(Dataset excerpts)
PR #3658, opened 2026-09-11
Add support for nexons (https://github.com/s-andrews/nexons)

s-andrews:
[nexons_output_PBM75668_pass_L001_barcode01_nexons_stats.txt](https://github.com/user-attachments/files/32100867/nexons_output_PBM75668_pass_L001_barcode01_nexons_stats.txt)
[nexons_output_PBM75668_pass_L001_barcode02_nexons_stats.txt](https://github.com/user-attachments/files/32100869/nexons_output_PBM75668_pass_L001_barcode02_nexons_stats.txt)


ewels:
@multiqc-bot fix linting

ewels:
Thanks @s-andrews! Tests will fail until the test data is in the `test-data` repo, I'll get to that and a review ASAP.

In the meantime I'll kick off an automated first pass:

/review

ewels:
@s-andrews are the files really meant to be `.txt` or did you just call them that to attach to GitHub? Should I rename as `.json`?

ewels:
Ah the search pattern uses `.txt`, so I guess that's the correct output extension.

ewels:
Report looks nice!

Quick thoughts:

* Would it make sense to combine `Unique Gene Match`, `Partial Unique Transcript Match`, `Full Transcript Match`, `Multi Gene Match` and `No Gene Match` into a single plot, with tabs along the top to see the different variants? Or maybe better: a single grouped bar plot? (`"stacking": "group"`). This would better match your nested donut plot on the readme too.
* I agree with the Claude review that the tables need some different colour schemes. I try to not have 2 columns with the same scheme next to each other, for faster visual registration of which is which and more semantic meaning of the colours. See the [docs](https://docs.seqera.io/multiqc/development/modules#table-colour-scales).
* Similarly, semantic colours and ordering of the bar plots would be good. No alignment = bad = red, far right of bar instead of far left. Can match the colours in the nexons report if you like, or take from another module like STAR.
* Why don't the `Alignment Directionality` bars sum to 100%?

Yeah and going over Claude's review I agree with most of the points its made (most overlap with what I came up with myself too by the look of it).

ewels:
I've pushed a commit that addresses my review feedback, let me know if this is looks ok to you! Otherwise I'll merge in a few days.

Assignment
Your answer must consist solely of the lines from the one containing "sum to 100%?" through the last line of the entries, reproduced exactly.

Exercise solution
* Why don't the `Alignment Directionality` bars sum to 100%?

Yeah and going over Claude's review I agree with most of the points its made (most overlap with what I came up with myself too by the look of it).

ewels:
I've pushed a commit that addresses my review feedback, let me know if this is looks ok to you! Otherwise I'll merge in a few days.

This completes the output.